Bug 17181 - png() doesn't handle UTF-8 encoded filenames
Summary: png() doesn't handle UTF-8 encoded filenames
Status: CLOSED FIXED
Alias: None
Product: R
Classification: Unclassified
Component: Windows GUI / Window specific (show other bugs)
Version: R-devel (trunk)
Hardware: Other Other
: P5 minor
Assignee: R-core
URL:
Depends on:
Blocks:
 
Reported: 2016-11-14 21:38 UTC by Kevin Ushey
Modified: 2018-02-22 16:42 UTC (History)
1 user (show)

See Also:


Attachments

Note You need to log in before you can comment on or make changes to this bug.
Description Kevin Ushey 2016-11-14 21:38:18 UTC
To reproduce:

> setwd(tempdir())
> path <- iconv("brûlée.png", to = "UTF-8")
> png(filename = path)
> dev.off()
null device 
          1 
> list.files()
[1] "brûlée.png"

Note that the string 'brûlée' can be represented in the system locale in this case (latin1); I believe the issue is a missing translation from UTF-8 to the system encoding when generating the file. Note that 'brûlée' is the correct byte-sequence for the above UTF-8 encoded string; those bytes are simply being mis-interpreted in the system encoding.

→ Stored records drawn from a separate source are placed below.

PR #1453, opened 2026-08-22
fix(proxy): answer Codex model discovery instead of 404ing it

### LINKED ISSUE #1383: Codex CLI model discovery 404s: proxy implements /responses but not /backend-api/codex/models
Found by running the actual Codex CLI through the proxy, not by reading code.

## Symptom

Every `codex` invocation through the proxy prints this **twice** before doing anything:

```
ERROR codex_models_manager::manager: failed to refresh available models:
  unexpected status 404 Not Found, url:
  http://127.0.0.1:55669/backend-api/codex/models?client_version=0.147.0
```

## Cause

`createCodexProxyRoutes` defines exactly one route:

```
src/lib/server/routes/codexProxyRoutes.ts:615
  path: `${basePath}/backend-api/codex/responses`
```

Codex CLI calls `/backend-api/codex/models` on startup to refresh its model list. The proxy has no such route, so it 404s.

Confirmed live:

```
/backend-api/codex/models    -> HTTP 404
/backend-api/codex/responses -> HTTP 400  (400 = route exists, empty body rejected upstream)
```

## Impact

Chat works — the CLI falls back to a default model — so this is not fatal. But:

1. Two red `ERROR` lines on every single invocation, which trains users to ignore proxy errors.
2. **Model discovery is silently broken.** The CLI cannot see which models are available and picks a fallback. This is the class of defect that gets diagnosed months later as "Codex sometimes picks the wrong model", because nothing connects the symptom to a 404 at startup.

## Fix

Proxy `GET /backend-api/codex/models` upstream to `chatgpt.com/backend-api/codex/models` using the same pooled-account auth the `/responses` route uses, and relay the response. The account selection and token refresh are already in that file.

murdore:
Closes #1383.

## Before

The proxy registered exactly one Codex route. Against the running daemon:

```
GET  /backend-api/codex/models?client_version=0.147.0 -> 404
POST /backend-api/codex/responses                     -> 400   (route exists, empty body)
```

Every `codex` invocation printed `failed to refresh available models: unexpected status 404 Not Found` and then silently fell back to a default model — quietly ignoring whichever model the user configured. The error line scrolls past; the wrong model gets misdiagnosed weeks later.

## After

Against a proxy started from the built CLI, answering the CLI's exact request:

```
GET /backend-api/codex/models?client_version=0.147.0 -> 200
{"models":[{"slug":"gpt-5.6-terra","prefer_websockets":true,...
```

A real model list, relayed from ChatGPT upstream through the account pool.

## Why relay, not synthesise

The Claude and OpenAI `/v1/models` routes build their lists locally from the model router. Codex model availability is a property of the *account* — plan tier, rollout state — which this proxy does not know. A locally-built list would be a guess that reads as authoritative, so this one relays.

Discovery is side-effect free: no cooldown recorded, no quota consumed, so the once-per-invocation refresh cannot perturb routing for real traffic. A cooling account may still answer it — being rate-limited for completions does not make an account unable to say which models exist.

## A defect the end-to-end test caught

The first implementation read the query string off `ctx.path`. `ctx.path` carries no query string, so `client_version` was dropped and upstream answered `400` with a pydantic `Field required` on `('query','client_version')`. Rebuilt from `ctx.query`.

No unit test would have found that — it only surfaces when a real request reaches the real upstream. The regression test therefore drives a **spawned proxy** the way the CLI drives it, and asserts against `404` specifically, so a route that exists but errors still passes while an unroutable one fails.

Worth noting for anyone iterating here: `pnpm run build:cli` does **not** rebuild `src/lib`, so a route added to `codexProxyRoutes.ts` stays invisible until a full `pnpm run build`. That cost me a debugging cycle.

## Verification

| Check | Result |
| --- | --- |
| `pnpm run build` | clean |
| `continuous-test-suite-proxy` | **65 passed** (was 64) |
| Live relay to ChatGPT upstream | 200 + real model list |

Test watched failing first: `Codex model discovery is unroutable — the CLI cannot list models`.

## Summary by CodeRabbit

* **New Features**
  * Added Codex model discovery through the proxy.
  * Supports forwarding model requests with client version information and returning available models.
  * Discovery requests do not consume quota or affect account cooldowns.

* **Bug Fixes**
  * Prevented Codex clients from receiving a 404 and incorrectly falling back to the default model.

### DIFF
--- a/docs/features/codex-proxy-support.md
+++ b/docs/features/codex-proxy-support.md
@@ -155,3 +155,36 @@ The Anthropic engine in `claudeProxyRoutes.ts` is untouched. The Codex engine is
 - **Quota-aware ordering is unverified against the live backend.** The usage endpoint and the rate-limit header shape were reconstructed from a capture, not confirmed end to end. If either is wrong, `fetchCodexAccountUsage` returns no quota, `x-neurolink-quota-source` reads `none`, and ordering degenerates to insertion order while every 429 falls back to the 15-minute transient cooldown. Rotation still works; it is simply not quota-aware. Verify with `neurolink auth list --refresh` — a `codex usage …` error line per account means the quota path is not live.
 - **SSE usage-limit signals are not acted on.** Only an HTTP 429 triggers a cooldown and rotation. A `200` response whose SSE stream carries `usage_limit_reached` (or the workspace-credit variants) is relayed to the client untouched, so the account is neither cooled nor rotated away from. HTTP-level exhaustion is handled; in-stream exhaustion is not.
 - **Client fingerprint is forwarded verbatim.** The proxy replaces the caller's credentials but does not regenerate `originator`, `installation_id`, `session-id`, or turn metadata per account, so every pooled account shares the client's fingerprint. This is what makes the terms-of-service point above concrete.
+
+## Model discovery
+
+The Codex CLI refreshes its model list on every invocation:
+
+```
+GET /backend-api/codex/models?client_version=<cli-version>
+```
+
+The proxy relays that upstream to `chatgpt.com/backend-api/codex/models` using a
+pooled account, forwarding the CLI's own query parameters.
+
+**It relays rather than synthesises**, unlike the Claude and OpenAI `/v1/models`
+routes, which build their lists locally from the model router. Which Codex
+models an account can reach is a property of that account — plan tier, rollout
+state — not something this proxy knows, so a locally-built list would be a guess
+that reads as authoritative.
+
+Two details matter to anyone touching it:
+
+- **`client_version` is required upstream.** Omit it and ChatGPT answers `400`
+  with a pydantic `Field required` on `('query', 'client_version')`. The query
+  is rebuilt from `ctx.query`; `ctx.path` carries no query string, and reading it
+  from there drops the parameter silently.
+- **Discovery is side-effect free.** No cooldown is recorded and no quota is
+  consumed, so the once-per-invocation refresh cannot influence routing for real
+  traffic. A cooling account is still allowed to answer it — being rate-limited
+  for completions does not make an account unable to say which models exist.
+
+Before this route existed the request 404'd, and the CLI printed
+`failed to refresh available models: unexpected status 404 Not Found` on every
+run before silently falling back to a default model — quietly ignoring the model
+the user had configured.
--- a/src/lib/auth/codexOAuth.ts
+++ b/src/lib/auth/codexOAuth.ts
@@ -37,6 +37,7 @@ export const CODEX_DEFAULT_SCOPES = [
 export const CODEX_BACKEND_BASE_URL = "https://chatgpt.com/backend-api/codex";
 export const CODEX_RESPONSES_URL = `${CODEX_BACKEND_BASE_URL}/responses`;
 export const CODEX_USAGE_URL = `${CODEX_BACKEND_BASE_URL}/usage`;
+export const CODEX_MODELS_URL = `${CODEX_BACKEND_BASE_URL}/models`;
 
 // Client fingerprint. The real Codex CLI sends these; the proxy defaults them
 // only when a non-Codex client omits them.
--- a/src/lib/server/routes/codexProxyRoutes.ts
+++ b/src/lib/server/routes/codexProxyRoutes.ts
@@ -21,6 +21,7 @@
 import { tokenStore } from "../../auth/tokenStore.js";
 import {
   CODEX_ORIGINATOR,
+  CODEX_MODELS_URL,
   CODEX_RESPONSES_URL,
   CODEX_USER_AGENT,
   codexTokenNeedsRefresh,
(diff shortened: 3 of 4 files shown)


murdore:
All three findings were real and are fixed in `de755f89`.

**1. Unbounded model-discovery fetch — fixed as suggested.** Added `AbortSignal.timeout(CODEX_UPSTREAM_TIMEOUT_MS)`, the same bound the responses route uses. This one mattered more than it looks: model discovery runs at CLI startup, so a stalled upstream blocked the CLI before it could do anything.

**2. No refresh/rotation on 401/403 — fixed, but deliberately not a copy of the responses flow.** Discovery now forces one token refresh per account and rotates through the pool, which fixes the reported problem: a token rejected upstream while still inside its local expiry window left discovery broken until it expired locally.

What I did **not** carry over is the cooldown and the account-disable. Those belong to the responses path because the verdict is earned by a request the user actually made. Discovery fires on *every* CLI invocation — giving it the power to disable an account would turn a background probe into a forced re-login. So the rotation is there, the penalties are not.

That also made the existing doc comment wrong, so I corrected it rather than leaving it: the route is not "side-effect free" — a refreshed token is persisted, exactly as the proactive refresh in `loadCodexProxyAccounts` persists one. What it never does is *penalise* an account, and that is what the comment now says.

**3. Test accepted HTTP 400 — fixed, and this was the most serious of the three.** The test excluded 404 and 405 and accepted everything else, so it also accepted 400. 400 is precisely what upstream returns when `client_version` is dropped from the forwarded query — the bug this route was written to fix. The test passed on the regression it existed to catch.

The tolerated set is now an allow-list (`200, 401, 502, 503`) rather than a deny-list, with 400 called out by name so the failure message points at the cause instead of just the status.

**Verification:** typecheck 4830 files / 0 errors, eslint clean, proxy suite 65 passed / 0 failed / 6 skipped. I also mutated the new assertion — removing 401 from the allow-list — and confirmed the case reports a real `✗` failure rather than being downgraded to a skip, so the assertion is genuinely load-bearing.

Tara-ag:
## Review Summary

### Decision: **APPROVED** ✅

This PR adds model discovery support for the Codex (ChatGPT) proxy, completing the missing `/backend-api/codex/models` route that was previously returning 404.

### Changes Reviewed

| File | Type | Lines Changed | Status |
|------|------|---------------|--------|
| `docs/features/codex-proxy-support.md` | Documentation | +33 | ✅ Complete |
| `src/lib/auth/codexOAuth.ts` | Type definition | +1 | ✅ Correct |
| `src/lib/server/routes/codexProxyRoutes.ts` | Route handler | +140 | ✅ Valid |
| `test/continuous-test-suite-proxy.ts` | Tests | +71 | ✅ Comprehensive |

### Review Details

#### ✅ Documentation (codex-proxy-support.md)
- Accurately describes model discovery behavior
- Explains why relay (not synthesis) is required
- Documents the `client_version` parameter requirement
- Clarifies side-effect-free nature of discovery calls

#### ✅ Type Definition (codexOAuth.ts)
- Added `CODEX_MODELS_URL` constant following existing patterns
- Consistent with `CODEX_RESPONSES_URL` and `CODEX_USAGE_URL`

#### ✅ Route Handler (codexProxyRoutes.ts)
- Implements `handleCodexModelsRequest()` following established patterns from responses handler
- Properly handles account ordering and rotation
- Forces token refresh before each request (critical for reliability)
- Retries on 401/403 but relays other statuses unchanged (including 400)
- Uses proper timeout via `AbortSignal.timeout(CODEX_UPSTREAM_TIMEOUT_MS)`
- Returns meaningful error message if all candidates fail

#### ✅ Test Coverage (continuous-test-suite-proxy.ts)
- `testCodexModelsDiscovery()` validates critical behaviors:
  - Endpoint exists (rejects 404)
  - Method allowed (rejects 405)  
  - Query forwarded correctly (rejects 400)
  - Accepts expected statuses: 200, 401, 502, 503
  - Rejects unexpected statuses

### Impact Analysis
- **Affected flows**: 78 execution flows touched
- **Backward compatibility**: No breaking changes - only adds new functionality
- **Risk level**: Low - follows proven patterns from Claude proxy implementation
- **Test coverage**: New test ensures regression prevention

### CLAUDE.md Compliance
✅ Rule 4 (CLI ≠ SDK): Pure server-side code, no SDK concerns  
✅ Rule 5 (Backward compatibility): Only adds new endpoint, no API changes  
✅ Rule 6 (formatProviderError): N/A - not modifying error formatting  

### Recommendation
**APPROVE** - This is a well-implemented feature addition that completes the Codex proxy's model discovery capability. The implementation follows established patterns, includes comprehensive tests, and properly documents the behavior.

---
*Reviewed using Yama autonomous code review agent standards*

Tara-ag (approved):

Tara-ag:
## Review Summary

All previously identified issues have been resolved:

1. ✅ **Timeout added** to upstream model-discovery fetch (lines 650-654) - matches the pattern used in responses route
2. ✅ **Forced token refresh** on auth failures (401/403) - applies same flow as handleCodexResponsesRequest  
3. ✅ **HTTP 400 treated as failure** - test updated to reject 400 responses

The implementation follows Claude proxy patterns with comprehensive tests and documentation. The PR is ready for merge.

Tara-ag (approved):

Tara-ag (approved):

Perhaps there's a missing 'translateChar()' call somewhere?

---

> sessionInfo()
R Under development (unstable) (2016-11-13 r71655)
Platform: i386-w64-mingw32/i386 (32-bit)
Running under: Windows 7 x64 (build 7601) Service Pack 1

locale:
[1] LC_COLLATE=English_United States.1252 
[2] LC_CTYPE=English_United States.1252   
[3] LC_MONETARY=English_United States.1252
[4] LC_NUMERIC=C                          
[5] LC_TIME=English_United States.1252    

attached base packages:
[1] stats     graphics  grDevices utils     datasets  methods   base     

loaded via a namespace (and not attached):
[1] compiler_3.4.0
Comment 1 Tomas Kalibera 2018-02-22 16:42:07 UTC
Fixed in 74289. The filename is now translated to native encoding (and has already been in "cairo" and "cairo-png"), so the example works depending on the current locale/native encoding. It means that if the UTF-8 version of the filename contains characters not representable in native encoding, the resulting file name can still be surprising, but fixing this would not be feasible (e.g. cairo does not have an API for this).